Из узлов выглядывали старые носильные вещи, между прочим Петин швейцарский плащ, с цепочкой вешалки, так живо напомнившей Пете бурю в горах, Марину, письмо с адресом.
Петя увидел большой, увеличенный с фотографии портрет матери в черной раме: на Петю слегка раскосыми японскими милыми глазами из-под челки смотрела молоденькая гимназистка в белом переднике и круглом отложном воротничке.
Мать смотрела на сына.

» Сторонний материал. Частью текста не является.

PR #2624, opened 2023-06-11
Add Tensorboard/Weights and biases integration for training

kabachuha:
See https://github.com/huggingface/transformers/issues/11084 and https://docs.wandb.ai/guides/integrations/huggingface as reference


kabachuha:
Proof that it works (Tensorboard)
image

kabachuha:
WANDB perfectly works as well
Screenshot 2023-06-17 at 15-35-35 Weights   Biases

Ph0rk0z:
Does it still have to be online and have an account for these graphs?

kabachuha:
Both save logs in a local dir along the adapter. Tensorboard is fully self-hosted, without any sigh up

As I get from https://github.com/wandb/wandb/issues/1222 you can self-host a wandb server too

https://docs.wandb.com/self-hosted/local

PR #2640, opened 2023-06-12
A small UI change in Models menu

FartyPants:
A bit more space for dropdown when Autoload the model is OFF
image


oobabooga:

И мать была года на три младше сына.
В углу висела семейная икона Бачей – спаситель с двумя поднятыми перстами, в серебряном фольговом окладе, с восковым свадебным флердоранжем за стеклом, и перед ней, совсем-совсем как в детстве, теплилась малиновая лампадка, а на стене слегка колебалась тень сухой пальмовой ветки.
Семья распалась, но Василий Петрович, как улитка, всюду носил на спине свой домик.
– Омниа меа мекум порто, – сказал отец, хрустя пальцами. – Все свое с собой ношу.
Петя хотел сообщить отцу, что женится, но промолчал, почувствовав странную неловкость.
– Получай, – торжественно проговорил он и с треском выложил на стол прямо на корректурные листы новенькую сторублевку.